Regional variations and property type differences
REalyse data highlights significant regional variation in transaction efficiency. Scottish transactions, operating under a different legal system with binding missives, typically show faster completion times than English equivalents. Meanwhile, London and the South East face particular pressures from higher values, longer chains, and greater leasehold complexity.
By property type, semi-detached homes show the fastest average completion times at around 260-275 days, likely reflecting their position in the mid-market where chains are shorter and purchasers more straightforward. Flats show the longest timelines, averaging 300-350 days in many areas due to leasehold and building safety factors.
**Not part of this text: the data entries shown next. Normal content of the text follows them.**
PR #2084, opened 2026-05-22
Handle Modbus task cancellation cleanly during shutdown

rosenrot00:
Collect cancelled in-flight Modbus tasks during shutdown and downgrade expected pymodbus cancellation errors to debug logging. This avoids noisy unhandled shutdown exceptions when Home Assistant stops while a Modbus read is still in progress.


wills106:
Just looking at the conflict.

Am I correct in thinking we need both:
INFLIGHT_CANCEL_TIMEOUT & CONNECT_RETRY_DELAY

I can't see this PR removing any CONNECT_RETRY_DELAY parts.

PR #2086, opened 2026-05-23
Add support for Solax 3-NEO-10K-LV

rosenrot00:
Solves https://github.com/wills106/homeassistant-solax-modbus/discussions/2083


wills106:
I think this Inverter should use solax_lv need to check.

wills106:
NEO uses a different set of registers to the Hybrids and the current plugin_solav_lv
So will most likely need it's own plugin https://github.com/wills106/homeassistant-solax-modbus/issues/2129

PR #2095, opened 2026-05-30
Fix local entity state restore after number polling was disabled

rosenrot00:
This fixes local WRITE_DATA_LOCAL entities staying unknown after Home Assistant restart.

The regression was introduced by my commit 4770711, which added should_poll = False to number entities. That change is correct for Modbus-backed entities because their state is pushed by the hub, but local entities such as remotecontrol_timeout have no Modbus register and are intentionally skipped from hub polling. As a result, their persisted values were loaded into hub.data but never pushed to Home Assistant.

This PR keeps should_poll = False and keeps local entities out of Modbus polling. Instead, local number/select/time/switch entities now refresh their HA state when local data has been loaded.

@wills106 please push another release with this fix.


wills106:
Are you able to look at the failed CI/CD. Then I can do a release.

PR #2096, opened 2026-05-30
Handle in-flight Modbus reads during Home Assistant shutdown

rosenrot00:
Stopping SolaX Modbus hubs on the Home Assistant stop event and collect expected pymodbus cancellation results from in-flight read tasks during shutdown. This prevents "Request cancelled outside pymodbus" from leaking as an unhandled shutdown exception while preserving normal Modbus error handling during runtime.


wills106:
Are you planning to include this in 2026.05.5? Or leave it for a future release?

rosenrot00:
You can add this one to 2026.05.05 as well. Not a dramatic one but currently we cause errors when HA restarts.

PR #2097, opened 2026-05-30
Initialize computed Energy Dashboard sensors on add

rosenrot00:
Computes register=-1 sensors once when they are added to Home Assistant and registers them in hub.computedSensors, so Energy Dashboard diagnostics like Mode, Parallel Setting, and Inverter Count do not remain unknown.


rosenrot00:
@wills106 also add this one as well as there where unknowns in the energy board. This fixes it.

Quickly tested all three PRs on my end and now it looks good.

Sorry for the inconvenience, sometimes changing a small thing causes more errors than expected.

wills106:
I didn't even think to check the dashboard. I just checked the main part worked my end.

Potential solutions and outlook
Addressing the transaction efficiency crisis will require coordinated action across multiple stakeholders:
Digital transformation of local authority searches could reduce current 6-8 week waits to days. The HM Land Registry's Local Land Charges Programme aims to centralise and digitise these records, though rollout remains incomplete.
Reservation agreements binding both parties with financial penalties for withdrawal could reduce speculative offers and chain instability. Several pilot schemes have shown promise but adoption remains limited.
Upfront information provision, where sellers commission searches and legal packs before marketing, could front-load much of the conveyancing process. This approach is standard in Scotland and increasingly advocated by industry bodies in England and Wales.
Leasehold reform simplifying the information requirements for flat transactions would remove a significant source of delay. The government's leasehold reform programme may eventually deliver improvements, though implementation timelines remain uncertain.
Conclusion
The 17-week exchange wait now facing many UK property transactions represents a market efficiency failure that costs households time, money, and stress. REalyse data showing 289-day average completion times underscores the urgency of systemic reform. While individual elements of the transaction chain—from local authority searches to leasehold documentation—each contribute delays measured in weeks, their cumulative effect has pushed the UK housing market to a point where buying or selling a home has become an exercise in patience as much as property selection.
For market participants, understanding these dynamics is essential for realistic planning. For policymakers and industry leaders, the data makes clear that incremental improvements will not suffice. Only coordinated transformation of the conveyancing process will restore the transaction efficiency that a modern housing market requires.